» Task objective
What you return must be every line from the beginning of the data through the line holding "## What does this PR do?", unchanged.

*** Records provided ***

PR #6002, opened 2024-11-12
[helm] add support for creating services for agent presets

pkoutsovasilis:
## What does this PR do?

This PR introduces support for automatically creating Kubernetes services for specific Elastic Agent presets through the Helm chart. It adds a structured and scalable mechanism for managing and exposing agent instances within the Kubernetes cluster. This enhancement allows users to define service configurations (e.g., type, ports) for push-based integrations like NetFlow. 

Key changes:
1. Added logic in the Helm chart to generate services for agent presets when specified in `values.yaml`.
2. Introduced configuration examples for creating a `NodePort` service linked to a NetFlow agent preset.
3. Updated schema definitions in `values.schema.json` to support new service and port configuration options.

## Why is it important?

This enhancement simplifies the deployment and operational management of push-based integrations by allowing users to define and scale agent services directly through Helm configurations. By enabling Kubernetes service generation, this change:
- Streamlines access to agent instances.
- Supports various service types (e.g., `ClusterIP`, `NodePort`, `LoadBalancer`) to accommodate diverse user needs.

## Checklist

## Disruptive User Impact

This PR does not introduce disruptive changes, as service creation is optional and requires explicit configuration by users in `values.yaml`. By default, no services will be created unless configured.

Follow the [example](https://github.com/elastic/elastic-agent/tree/ccb05817e856be3c2d30c74ff144b801afadb325/deploy/helm/elastic-agent/examples/netflow-service) introduced in this PR

## Related issues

*** End of Records provided ***

» Result of this exercise
PR #6002, opened 2024-11-12
[helm] add support for creating services for agent presets

pkoutsovasilis:
## What does this PR do?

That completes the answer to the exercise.